Monday, February 16, 2009

Substance over the symbol...

I'm not sure if I always wanted to be a nurse or not--I believe there may have been a few other ambitions thrown into the mix of my childhood wannabes, but at the age of thirteen I became a candy striper at the hospital and that sealed the deal.

My mom had a friend who worked in the admissions office at Charlotte Memorial (now Carolinas Medical Center) and during the summer between my seventh and eighth grade years of school I got up every morning at six a.m., rode over to Nell's house, and worked the seven to three o'clock shift with her. In those days, candy stripers did not simply deliver flowers. I was allowed to do things that I cannot imagine someone so young doing today.

Once, I was assigned to help in the recovery room and I clearly remember a nurse stationing me at the bedside of an elderly gentleman. She told me to watch his bare chest rise and fall and if I saw him quit breathing for more than fifteen seconds or so, I was to pop his breastbone and tell him to breathe. I did that for about an hour--and to this day I can still picture his curly gray chest hair. He lived. At least until after I left the Recovery Room.

From that day on, everything about helping someone get well fascinated me. The sounds of life-saving machinery, the smell of phenol and alcohol, the squeaks of gurney wheels, even the unpleasant odor of burns or infected wounds--all of these things made me want to be there in the midst of the chaos and curing.

In Numbers 21 and 22, a medical symbol that I first saw on my pediatrician's office wall as a child appears. After a zig zag route around Edom toward Mount Hor, scripture says that the children of Israel began to speak against God and Moses. They were frustrated that they seemed to be going in the opposite direction of their destination and were angry that they'd been led out to the wilderness to die.

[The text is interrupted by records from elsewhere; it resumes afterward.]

PR #20625, opened 2024-01-22
debug: add command to clear the terminal in the $dbg prompt

ldedev:
I have a little OCD 😁, I missed cleaning the screen.

### DIFF
--- a/vlib/v/debug/debug.v
+++ b/vlib/v/debug/debug.v
@@ -274,7 +274,7 @@ pub fn (mut d Debugger) interact(info DebugContextInfo) ! {
 					}
 				}
 			}
-			'cls', 'clear' {
+			'clear' {
 				term.erase_clear()
 			}
 			'' {
--- a/vlib/v/debug/debug.v
+++ b/vlib/v/debug/debug.v
@@ -7,6 +7,7 @@ import os
 import math
 import readline
 import strings
+import term
 
 __global g_debugger = Debugger{}
 
@@ -37,6 +38,7 @@ mut:
 			'scope',
 			'unwatch',
 			'watch',
+			'clear',
 		]
 	}
 }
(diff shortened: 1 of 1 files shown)


vlib/v/debug/debug.v
```diff
@@ -271,6 +274,9 @@ pub fn (mut d Debugger) interact(info DebugContextInfo) ! {
 					}
 				}
 			}
+			'cls', 'clear' {
```
JalonSolov, line 277:
```suggestion
			'clear' {
```

vlib/v/debug/debug.v
```diff
@@ -117,6 +119,7 @@ fn (mut d Debugger) print_help() {
 	println('  scope\t\t\tshow the vars in the current scope')
 	println('  u, unwatch <var>\tunwatches a variable')
 	println('  w, watch <var>\twatches a variable')
+	println('  cls, clear\tClears the screen.')
```
JalonSolov, line 122: In the completion list, you only have `clear`, while you have `cls, clear` here.  I suggest this change:
```suggestion
	println('  clear\tClears the terminal window.')
```
since it doesn't clear the whole screen, only the terminal.

vlib/v/debug/debug.v
```diff
@@ -271,6 +274,9 @@ pub fn (mut d Debugger) interact(info DebugContextInfo) ! {
 					}
 				}
 			}
+			'clear' {
+				term.erase_clear()
```
spytheman, line 278: Why `term.erase_clear()`, instead of `term.clear()` ?

spytheman: `term.clear()` will have the same visible effect at the end, but will also allow you to scroll upwards, and see the previous lines.
With `term.erase_clear()`, all the lines in the current screen are erased, and if you scroll, you will not see them, you will only see the lines that were out of sight.

spytheman (approved):
Good work.

Issue #9838, opened 2021-04-21
String interpolation with brackets in templates


fnetX:
**V version:** V 0.2.2 0da827f.7b8957b
**OS:** linux, Debian GNU/Linux bullseye/sid

**What did you do?**
Call a function from a template which included a string interpolation with brackets (`{}`), looked somewhat like
~~~
@{string.replace("{{thing}}","${array[0]")}
~~~

I also tried to reproduce this with a less complex situation, you can find the attempt over here: https://codeberg.org/eventbike/vlang_plg/src/branch/main/misc/string_interpolation

**What did you expect to see?**
The string is interpolated, sent to the function and the return value printed in the template.
 
**What did you see instead?**
With my app: 
~~~
:21:1: error: unexpected token `}`, expecting `,`
~~~
With my less complex example:
~~~
:11:1: error: unexpected name `_tmpl_res_main__main`, expecting `,
~~~

kahsa:
still issue? if so, a minimally reproducible example would be helpful.

felipensp:
It is fixed.

```
felipe@~/github/v (master)$ v run bug.v
test

felipe@~/github/v (master)$ cat bug.v 
module main

fn main () {
        var := 'test'
        println($tmpl('test.tmpl'))
}

fn function (str string) string {
        return str
}
felipe@~/github/v (master)$ cat test.tmpl 
@{function("${var}")}
```

PR #20627, opened 2024-01-22
$tmpl: add test for #9838

pierrec:
Nothing to fix as it works with current master (0.4.4 1141432).


spytheman:
(rebased over current master)

spytheman (approved):

PR #20629, opened 2024-01-22
v: implement @[_linker_section] attribute

### LINKED ISSUE #20608: Enable V function placement into a desired object file section
### Describe the feature

A function attribute called `link_section` that enables specifying a section name in the resulting object file that this function's code should be placed in.

Eg:
```
@[linker_section = ".text.interrupt"]
fn interrupt_vector() {
        .
        .
}
```

The above should generate the following C declaration:
```
extern void interrupt_vector (void) __attribute__ ((section (".text.interrupt")));
```

### Use Case

Embedded systems programming often requires precise control of code (and data) placement in the final executable image. Examples are interrupt vectors, boot code etc.

C compilers support annotating functions with attributes that specify section names for this purpose.
Eg: `extern void foobar (void) __attribute__ ((section ("bar")));`

Modern programming languages that support systems programming - like Rust for example - have similar support.
Eg:
```
#[no_mangle]
#[link_section = ".example_section"]
fn example_function() {
    .
    .
}
```

### Proposed Solution

This probably requires mods to `v/vlib/v/gen/c/fn.v` perhaps in `gen_fn_decl`.
The implementation should include suitable test code etc.

### Other Information

_No response_

### Acknowledgements

### Version used

Current V version: V 0.4.4 df3591c, timestamp: 2024-01-20 19:54:12 +0200

This feature should be available on all targets where V can be run.
> [!NOTE]
>

felipensp:
Fix #20608

```V
@[linker_section:'foo']
fn test() {

}

fn main() {

}
```

```
$ objdump -t bug | grep test
000000000003bd1c g     F foo    0000000000000007              .hidden main__test
0000000000052be0 g     O .bss   0000000000000008              GC_greatest_plausible_heap_addr
00000000000183c6 g     F .text  0000000000000058              Array_u8_bytestr
00000000000171ce g     F .text  0000000000000007              .hidden float_test
```


vlib/v/gen/c/fn.v
```diff
@@ -323,7 +323,11 @@ fn (mut g Gen) gen_fn_decl(node &ast.FnDecl, skip bool) {
 	if node.params.len == 0 {
 		g.definitions.write_string('void')
 	}
-	g.definitions.writeln(');')
+	if attr := node.attrs.find_first('linker_section') {
```
raw-bin, line 326: I think the convention is to use an '_' prefix for such options (eg '_naked').

felipensp: Hmm, ok. thanks

spytheman (approved):
Excellent work 🥳 .

PR #20630, opened 2024-01-22
v.gen.c: initialize closures in shared library mode

### LINKED ISSUE #19446: call V from C not working when closure.
### Describe the bug

i tried calling v from c via shared lib. but it doesn't work on closure of v. `signal 11: segmentation fault`. but if not closure is not a problem.

### V code
```v
// foo.v
[export: 'foo']
fn show_foo(s &char) {
	my_fn := fn [s]() {
		println(unsafe { cstring_to_vstring(s) })
	}
	my_fn()
}
```
command: `v -cc gcc -shared foo.v`

### C code
```c
extern void foo(const char* s);

int main() {
	foo("bar");
}
```
compile: `gcc foo.c foo.so -o foo -Wl,-rpath=.`

next i call `./foo` in terminal.

### Expected Behavior

Expected output is `bar` in terminal.

### Current Behavior

```bash
signal 11: segmentation fault
| 0x7fdf57847090 | /lib/x86_64-linux-gnu/libc.so.6(+0x43090) 
```

### Possible Solution

_No response_

_No response_

### V version

Current V version: V 0.4.1 a8a3d3a, timestamp: 2023-09-26 07:02:39 +0300

```bash
V full version: V 0.4.1 20bce37.a8a3d3a
OS: linux, Pop!_OS 20.04 LTS
Processor: 4 cpus, 64bit, little endian, Intel(R) Core(TM) i3-4030U CPU @ 1.90GHz

getwd: /home/herudi/deno/ffi-deno
vexe: /home/herudi/vlang/v
vexe mtime: 2023-09-26 04:11:20

vroot: OK, value: /home/herudi/vlang
VMODULES: OK, value: /home/herudi/.vmodules
VTMP: OK, value: /tmp/v_1000

Git version: git version 2.25.1
Git vroot status: weekly.2023.28-458-ga8a3d3a6
.git/config present: true

```
> [!IMPORTANT]
> You can vote for this issue using the 👍 reaction. More votes increase the issue's priority
> for developers.
>
> Take into account that only the 👍 reaction counts as a vote.
> Only reactions to the issue itself will be counted as votes, not comments.

pierrec:
Fixes #19446.

### DIFF
--- a/vlib/v/gen/c/cgen.v
+++ b/vlib/v/gen/c/cgen.v
@@ -6185,6 +6185,9 @@ fn (mut g Gen) write_init_function() {
 		}
 		g.writeln('void _vinit_caller() {')
 		g.writeln('\tstatic bool once = false; if (once) {return;} once = true;')
+		if g.nr_closures > 0 {
+			g.writeln('\t__closure_init(); // vinit_caller()')
+		}
 		g.writeln('\t_vinit(0,0);')
 		g.writeln('}')
 
--- a/vlib/v/gen/c/cmain.v
+++ b/vlib/v/gen/c/cmain.v
@@ -98,7 +98,7 @@ fn (mut g Gen) gen_c_main_function_header() {
 	g.writeln('\tg_main_argc = ___argc;')
 	g.writeln('\tg_main_argv = ___argv;')
 	if g.nr_closures > 0 {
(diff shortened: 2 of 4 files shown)


spytheman (approved):
Excellent work.
The CI failures are not related.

Previously, their complaints had been against Moses only, but this time, they didn't hold back, adding accusations against God. As you might guess this didn't please God one bit, so he responded by sending fiery poisonous snakes their way. Many people were bitten and subsequently died, so the Israelites quickly confessed their sin and begged for Moses to pray that God would take away the snakes.

It's interesting to note that rather than just sending the snakes away, God told Moses to make a replica of the snake, attach it to a pole, and tell the people that if bitten they were to look at the bronze snake to be healed.

This "suffering symbol" would serve as a reminder of their sinful murmuring, and I'm confident that the threat of being bitten at any time probably did as well. There is no logical explanation given for God's prescribed method for curing their condition, but if they simply looked at the pole, they lived. If they refused to look they died. 1 Corinthians 1:27 explains that sometimes God's seemingly illogical methods are actually very purposed.

27 God chose things the world considers foolish in order to shame those who think they are wise. And he chose things that are powerless to shame those who are powerful.

Here's what Jesus Christ had to say about this event in John chapter 3:

14 And as Moses lifted up the bronze snake on a pole in the wilderness, so the Son of Man must be lifted up, 15 so that everyone who believes in him will have eternal life.

God is so consistent. Everything he did then, everything he does now, and everything he will do in the future has meaning and purpose. And even though the American Medical Association's old logo that depicted a snake on a pole may not have looked like the cross that many scholars believe the symbol Moses made probably resembled, it is still remarkable to me that all these years later we find that scripture continues to impact our culture.

Life came to the children of Israel if they would only look up at a symbol that God chose to be the source of their healing. Today, if we will "look up" at the Son of Man, Jesus, who suffered in our place when he was lifted up as God's one and only means for our spiritual, eternal healing, we can live.

For some, it seems foolish. To those of us being saved, it is the power of God.

1 Corinthians 1: 18 For the word of the cross is foolishness to those who are perishing, but to us who are being saved it is the power of God.